Often unclear what are the causal cells
But by combining GWAS with functional genomic data from individual cell types or tissues (like the ATAC or Hi-C studies mentioned previously)
Then you can assign all regions within a cell type specific regulatory activity scores based on how likely those genomic regions to be active in that cell type or tissue
These locations can then be compared to the GWAS loci and you can determine if a higher than expected number of GWAS significant SNPs fall into an active regions for that cell type
SNP enrichment analysis
- Gene expression
- Regulatory elements
- Open chromatin
Can we use gene expression data to help annotate our GWAS loci?
eQTL - A locus that explains a fraction of the genetic variance of a gene expression phenotype
Colocalisation analysis – Compare the GWAS and eQTL at a locus to determine if they are due to the same causal variants
TWAS -Transcriptome wide association studies
What is co-localisation analysis?
You can combine eQTLs and GWAS analysis through colocalization analysis
To do this you identify your eQTLs and your GWS loci that have an overlapping position in the genome
You then compare the results of GWAS fine mapping and eQTL analysis at the locus to determine whether they are caused by the same or separate signals
If the peaks overlap they are colocalizing signals if they do not present the same pattern they are non-colocalizing signals
What are the explanations for locus overlap?
GWAS and eQTL loci can overlap for 3 reasons:
Independent causal variants in LD
A single causal SNP- you have identified the mechanism explaining your GWAS loci
Pleiotropy- a SNP could have a pleiotropic effect; influencing a specific gene in a specific cell type explaining the eQTL but at the same time having a different effect on a different gene or tissue leading to the GWAS phenotypic trait
What is a transcriptome-wide association analysis TWAS?
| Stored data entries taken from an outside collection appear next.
PR #945, opened 2023-05-11
Improve performance of de-duplicating accessors with hash keys

### LINKED ISSUE #881: dedup: group accessors and images to accelerate comparsions
In function `dedupAccessors` and `dedupImages`, nested loops was used for checking duplication of accessors and textures, this should be fast when count of accessors or images are small, but slower when there are a large number of it.

Group accessors and images by a quick hash of some properties, then do the nested loop for each group. 
Maybe like the pesudo code here:
```typescript
function detectDuplicates(accessors: Accessor[]): Map<Accessor, Accessor> {
	const multiMap = new MultiValueMap<number, Accessor[]>;
	for (let i = 0; i < accessors.length; i++) {
		const a = accessors[i];
		const hashCode = makeHashCode(a.getType(), a.getComponentType(), a.getCount(), a.getNormalized(), a.getArray()!.byteLength);
		multiMap.add(hashCode, a);
	}
	const duplicateAccessors: Map<Accessor, Accessor> = new Map();
	multimap.values().forEach(accessors => {
		for (let i = 0; i < accessors.length; i++) {
			const a = accessors[i];
			const aData = BufferUtils.toView(a.getArray()!);

			if (duplicateAccessors.has(a)) continue;

			for (let j = 0; j < accessors.length; j++) {
				const b = accessors[j];

				if (a === b) continue;
				if (duplicateAccessors.has(b)) continue;

				if (a.getType() !== b.getType()) continue;
				if (a.getComponentType() !== b.getComponentType()) continue;
				if (a.getCount() !== b.getCount()) continue;
				if (a.getNormalized() !== b.getNormalized()) continue;
				if (BufferUtils.equals(aData, BufferUtils.toView(b.getArray()!))) {
					duplicateAccessors.set(b, a);
				}
			}
		}
	});

	return duplicateAccessors;
}
```

Keep existing mechanism and warn users with too many images or accessors in docs or in cli.

**Additional context**
screenshots about running `dedup` with a glb file with ~18k meshes:
The call tree view of chrome profiler
The source view of detectDuplicates after profiling

donmccurdy:
Testing against [Plant 3](https://sketchfab.com/3d-models/plant-3-5ecd9744ff6f4aa09766d796eec161ee), this change reduces time spent on the dedup() step by about 75% on my machine. I haven't seen any cases where comparing images is a bottleneck (except where the images themselves are large), so I'm waiting to make changes to that portion of the code.

- fixes #881

Thanks for the suggestion, @kzhsw!

### DIFF
--- a/packages/functions/src/dedup.ts
+++ b/packages/functions/src/dedup.ts
@@ -95,7 +95,7 @@ function dedupAccessors(document: Document): void {
 	}
 
 	// Add accessor to the appropriate hash group. Hashes are _non-unique_,
-	// intended only to reduce the set of comparisons required.
+	// intended to quickly compare everything accept the underlying array.
 	function hashAccessor(accessor: Accessor | null, group: Map<string, Set<Accessor>>): void {
 		if (!accessor) return;
 
@@ -125,11 +125,9 @@ function dedupAccessors(document: Document): void {
 
 				if (duplicates.has(b)) continue;
 
-				if (a.getType() !== b.getType()) continue;
-				if (a.getComponentType() !== b.getComponentType()) continue;
-				if (a.getCount() !== b.getCount()) continue;
-				if (a.getNormalized() !== b.getNormalized()) continue;
-				if (a.getSparse() !== b.getSparse()) continue;
+				// Just compare the arrays — everything else was covered by the
+				// hash. Comparing uint8 views is faster than comparing the
+				// original typed arrays.
 				if (BufferUtils.equals(aData, BufferUtils.toView(b.getArray()!))) {
 					duplicates.set(b, a);
 				}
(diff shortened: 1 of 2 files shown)


packages/functions/src/dedup.ts
```diff
@@ -73,105 +73,111 @@ export function dedup(_options: DedupOptions = DEDUP_DEFAULTS): Transform {
...
+	function hashAccessor(accessor: Accessor | null, group: Map<string, Set<Accessor>>): void {
+		if (!accessor) return;
+
+		const hash = [
+			accessor.getCount(),
+			accessor.getType(),
+			accessor.getComponentType(),
+			accessor.getNormalized(),
+			accessor.getSparse(),
+		].join(':');
```
kzhsw, line 108: Since the `join` here converts all to string, it might worth to encode numbers in hex or base64 to have shorter keys for memory effciency.

donmccurdy: It might, but I suspect it will be hard to accurately measure the time/memory tradeoff with JavaScript tooling here. We can always improve this further in other PRs, but I think I'd prefer to keep this simple for now.

Issue #961, opened 2023-05-24
Not all points are transformed if primitives don't share the same vertex accessors


alanb-sony:
If a mesh is made up of multiple primitives and the vertex accessors aren't the same then when calling `transformMesh` a single `skipIndices` set is used for all primitives resulting in some vertices not being transformed as they have the same indexes but in different accessors.
In [models.zip](https://github.com/donmccurdy/glTF-Transform/files/11553653/models.zip) `single_vertex_array.glb` is transformed correctly but `separate_vertex_array.glb` only the first triangle is transformed.

Demo code:
```
const io = new NodeIO();
const source = await fs.promises.readFile('separate_vertex_array.glb');
const model = await io.readBinary(source);
const quaternion = quaternionFromEulerYXZ(pitch, yaw, roll);
const matrix: mat4 = [0, 0, 0, 0, 0, 0, 0, 0, 0, 0, 0, 0, 0, 0, 0, 0];
GLMat4.fromQuat(matrix, quaternion);
GLMat4.scale(matrix, matrix, [scale, scale, scale]);
for (const mesh of model.getRoot().listMeshes()) {
  transformMesh(mesh, matrix);
}
```

donmccurdy:
Thank you! Definitely a bug, the different possible combinations of shared/unshared vertex attributes are more complex than I fully thought through when implementing this.

> ... they have the same indexes but in different accessors.

Could you say more about the structure, if possible? Do the primitives not share vertex attributes at all, or only a subset? If no vertex attributes a shared, a workaround for now might be to iterate over the primitives and call [`transformPrimitive`](https://gltf-transform.donmccurdy.com/modules/functions/functions/transformPrimitive) instead.

alanb-sony:
Just calling `transformPrimitive` would work in this case but would break in the case where the primitives do share vertices (my application generates models with all the vertices in a single accessor which works fine but users can upload their own models, some of which have this oddity of using separate vertices for each primitive). In my particular use case there typically aren't tangents or normals generated so it's only positions I'm worried about but of course it'd be nice to fix this for the general case.

donmccurdy:
To be fixed by #987.

alanb-sony:
thanks, confirmed fixed in my code

PR #962, opened 2023-05-24
fix for transforming meshes with non-shared indices

alanb-sony:
fix for #961
not sure that this is the right approach but does fix my test case


donmccurdy:
Thank you! Let me study this one a bit. I think I've made incorrect assumptions earlier in the function. We will need to check for shared normals and tangents as well, since those are also potentially transformed.

donmccurdy:
Thanks for calling this issue out @alanb-sony! I've fixed this is a similar way to your PR and will merge that in #987.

This is the idea that you can directly combine the eQTL and GWAS studies instead of overlapping separate maps; combining GWAS and RNA-seq experiments directly
You take the thousands of subjects required for a GWAS and instead of comparing SNP genotypes and looking for association with the phenotypic trait it sees, you instead obtain samples of all the possibly relevant cell types from each subject and then perform RNA-seq analysis to generate gene expression profiles for each cell type from each subject
You can then directly look for associations between gene expression levels and the overall phenotypes
Once you have prioritised genes fro investigations what do you do?
- Cell Studies
- Functional Phenotyping
- High throughput screens
What do cell studies look to find?
What cell type?
Here we looked at osteoblasts because that’s where we found it was expressed
Is it expressed?
Where is it located in the cell?
Immunofluorescent experiments found the location
Does it effect the functional activity of the cell?
What do we use model animals for in functional analysis?
Knockout animals in several ways: - Total knockout - Cell specific - Inducible - Gene editing Before you determine that you must ask: What is the functional phenotype of interest? What is the appropriate model?